Tables 5 and 6 show the predicted fault location and its error for winding-to-ground faults in phase A on the high- and low-voltage windings, respectively. The actual fault location was fixed at 10% of the length of the winding, and the inception angle of the fault signal was varied. The algorithm predicted the fault location on the high-voltage winding with an error of less than 3% for all inception angles. The prediction for the low-voltage winding was less accurate than that for the high-voltage winding. However, the overall error was below 5%. Thus, the inception angle does not significantly affect the performance of the proposed fault location algorithm.

Tables 7 and 8 list the predicted fault location and its error for winding-to-ground faults in phase A with a fixed inception angle and various fault locations on the high- and low-voltage windings, respectively. The inception angle was fixed at 240° for the high-voltage winding and 210° for the low-voltage winding. The algorithm predicted the fault location with errors of less than 1% for the high-voltage winding. The prediction was again less accurate for the low-voltage winding than for the high-voltage winding. However, the overall error was below 3%. These results demonstrate that the algorithm can locate faults accurately at every possible location.

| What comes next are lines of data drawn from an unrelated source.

PR #1438, opened 2025-02-17
refactor: new react mounting system

YousefED:
This refactors the old mounting system for React. The biggest improvement is that we don't need `queueMicrotask` in several areas anymore which was a bit of a code smell and possible source for race conditions.

Also cleans up an outdated workaround re onDrop / onPaste that shouldn't be necessary with recent TipTap versions anymore


packages/react/src/editor/EditorContent.tsx
nperez0111, line 1: Nice code 😂

nperez0111 (approved):
This looks good code-wise. Let's hope tiptap merges v3 to make this even simpler!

The application of the proposed fault location method to different winding-to-ground faults in a power transformer revealed that the algorithm can detect faults accurately with errors of less than 0.5%. The fault location, inception angle, and winding voltage do not affect the performance of the algorithm. This study demonstrated that the proposed algorithm can be implemented in power transformer protection systems to provide operation and maintenance crews at electrical utilities with accurate information to respond to faults in power transformers quickly and correctly.

Conclusions

Power transformers are an essential component in power systems and can be vulnerable to faults, especially internal fault. Thus, a protection system is needed to accurately identify and isolate faults to minimise equipment damage. In addition, the ability to locate faults helps maintenance and operation crews to correctly respond to faults and ensure network reliability. The proposed algorithm uses a combination of the DWT and BPNN to locate winding-to-ground faults in a three-phase power transformer. The scale-1 maximum coefficients of the three-phase post-fault differential current signals and zero-sequence current were used as input to train the BPNN. Case studies of faults under different conditions were used to evaluate the performance of the proposed algorithm. The results demonstrated that the algorithm can detect and locate winding-to-ground faults using the activation function combination hyperbolic tangent–hyperbolic tangent–linear in various layers of the BPNN. The overall accuracy of the proposed algorithm exceeds 95%, and in some cases the accuracy reaches 99.5%. In addition, the fault location performance was not affected by various system parameters. This technique should be useful in identifying and repairing winding-to-ground faults in power transformers. In future work, the algorithm will be improved so that the locations of interturn faults along the windings of the transformer can be identified.